__DATASET ENTRIES__:
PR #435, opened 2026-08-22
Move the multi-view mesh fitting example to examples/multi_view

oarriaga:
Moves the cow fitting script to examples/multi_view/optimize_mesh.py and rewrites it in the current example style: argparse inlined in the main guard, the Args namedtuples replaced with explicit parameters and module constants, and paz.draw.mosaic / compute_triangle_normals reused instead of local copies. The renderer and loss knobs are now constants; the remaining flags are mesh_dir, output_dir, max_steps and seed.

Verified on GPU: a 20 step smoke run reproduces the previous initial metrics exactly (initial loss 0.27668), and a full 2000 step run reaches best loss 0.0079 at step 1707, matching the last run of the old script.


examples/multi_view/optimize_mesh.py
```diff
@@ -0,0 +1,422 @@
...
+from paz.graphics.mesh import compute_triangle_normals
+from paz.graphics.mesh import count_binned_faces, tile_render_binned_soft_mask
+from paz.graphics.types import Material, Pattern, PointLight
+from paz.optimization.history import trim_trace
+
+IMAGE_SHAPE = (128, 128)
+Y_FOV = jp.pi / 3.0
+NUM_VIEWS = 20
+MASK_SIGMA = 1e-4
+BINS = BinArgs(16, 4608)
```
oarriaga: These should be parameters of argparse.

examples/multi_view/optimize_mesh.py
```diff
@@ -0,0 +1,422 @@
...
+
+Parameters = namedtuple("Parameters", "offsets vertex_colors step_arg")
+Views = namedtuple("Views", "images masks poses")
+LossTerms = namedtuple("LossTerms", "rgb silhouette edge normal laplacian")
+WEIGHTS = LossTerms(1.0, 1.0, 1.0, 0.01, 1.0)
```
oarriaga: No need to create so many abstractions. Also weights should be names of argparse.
* * *
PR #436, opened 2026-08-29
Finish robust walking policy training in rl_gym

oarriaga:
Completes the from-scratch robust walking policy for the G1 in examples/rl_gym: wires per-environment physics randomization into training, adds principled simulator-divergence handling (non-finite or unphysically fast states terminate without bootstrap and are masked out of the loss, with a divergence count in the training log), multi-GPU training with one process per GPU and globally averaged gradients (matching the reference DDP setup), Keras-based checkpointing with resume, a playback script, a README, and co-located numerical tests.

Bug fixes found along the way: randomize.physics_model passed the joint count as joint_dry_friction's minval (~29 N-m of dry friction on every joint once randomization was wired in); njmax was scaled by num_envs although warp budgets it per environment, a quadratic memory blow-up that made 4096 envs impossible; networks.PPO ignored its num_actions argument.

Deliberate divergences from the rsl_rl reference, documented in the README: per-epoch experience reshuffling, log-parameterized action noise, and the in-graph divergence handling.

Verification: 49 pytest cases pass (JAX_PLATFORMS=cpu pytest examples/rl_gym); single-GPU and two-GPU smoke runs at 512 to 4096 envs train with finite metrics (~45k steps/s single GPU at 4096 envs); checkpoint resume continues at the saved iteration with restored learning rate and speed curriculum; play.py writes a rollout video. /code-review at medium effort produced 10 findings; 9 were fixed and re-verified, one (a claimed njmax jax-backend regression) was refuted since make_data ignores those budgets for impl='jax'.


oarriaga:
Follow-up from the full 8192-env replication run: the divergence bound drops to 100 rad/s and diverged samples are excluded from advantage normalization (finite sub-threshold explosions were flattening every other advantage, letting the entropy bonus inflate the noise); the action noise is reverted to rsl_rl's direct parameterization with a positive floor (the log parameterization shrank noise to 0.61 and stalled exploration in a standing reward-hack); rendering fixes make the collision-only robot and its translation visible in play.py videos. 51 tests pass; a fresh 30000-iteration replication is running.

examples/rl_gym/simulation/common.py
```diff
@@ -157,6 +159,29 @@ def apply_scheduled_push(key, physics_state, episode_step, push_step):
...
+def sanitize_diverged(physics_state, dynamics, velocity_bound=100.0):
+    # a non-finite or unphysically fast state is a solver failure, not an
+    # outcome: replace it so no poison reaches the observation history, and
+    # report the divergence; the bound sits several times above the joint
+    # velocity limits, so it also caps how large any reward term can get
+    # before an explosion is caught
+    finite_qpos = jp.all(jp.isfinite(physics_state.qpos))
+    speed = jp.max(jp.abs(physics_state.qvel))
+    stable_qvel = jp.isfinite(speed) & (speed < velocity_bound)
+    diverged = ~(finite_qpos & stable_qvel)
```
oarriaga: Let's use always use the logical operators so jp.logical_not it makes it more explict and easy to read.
---
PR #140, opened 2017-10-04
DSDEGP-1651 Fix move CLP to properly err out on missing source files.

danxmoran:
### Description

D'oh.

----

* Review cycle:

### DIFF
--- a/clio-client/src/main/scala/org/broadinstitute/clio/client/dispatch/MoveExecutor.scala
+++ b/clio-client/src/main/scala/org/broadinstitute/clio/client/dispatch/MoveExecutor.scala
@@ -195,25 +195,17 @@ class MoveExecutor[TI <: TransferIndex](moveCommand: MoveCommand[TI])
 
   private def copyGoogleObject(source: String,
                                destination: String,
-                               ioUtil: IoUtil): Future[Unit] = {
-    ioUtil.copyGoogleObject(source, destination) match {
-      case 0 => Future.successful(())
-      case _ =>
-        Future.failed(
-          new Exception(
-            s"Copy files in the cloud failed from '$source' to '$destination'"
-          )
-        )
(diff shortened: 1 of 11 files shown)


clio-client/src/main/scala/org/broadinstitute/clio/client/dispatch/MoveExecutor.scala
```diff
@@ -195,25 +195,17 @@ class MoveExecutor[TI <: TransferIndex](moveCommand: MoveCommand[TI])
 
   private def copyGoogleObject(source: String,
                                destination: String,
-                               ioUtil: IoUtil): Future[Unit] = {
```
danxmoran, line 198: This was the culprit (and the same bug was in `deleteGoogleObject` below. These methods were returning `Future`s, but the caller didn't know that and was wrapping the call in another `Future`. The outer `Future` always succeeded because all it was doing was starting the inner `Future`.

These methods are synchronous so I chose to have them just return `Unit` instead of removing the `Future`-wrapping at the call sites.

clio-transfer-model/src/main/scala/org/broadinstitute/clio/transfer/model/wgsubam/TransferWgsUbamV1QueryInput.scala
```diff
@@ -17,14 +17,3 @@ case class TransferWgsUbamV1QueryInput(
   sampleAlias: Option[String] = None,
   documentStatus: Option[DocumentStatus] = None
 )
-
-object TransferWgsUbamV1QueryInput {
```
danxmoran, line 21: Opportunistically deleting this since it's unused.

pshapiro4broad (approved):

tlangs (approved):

__REQUIREMENT__:
In which lines of the records does the word "destination" appear? Copy each of them.

__EXERCISE SOLUTION__:
                                destination: String,
-    ioUtil.copyGoogleObject(source, destination) match {
-            s"Copy files in the cloud failed from '$source' to '$destination'"
                                destination: String,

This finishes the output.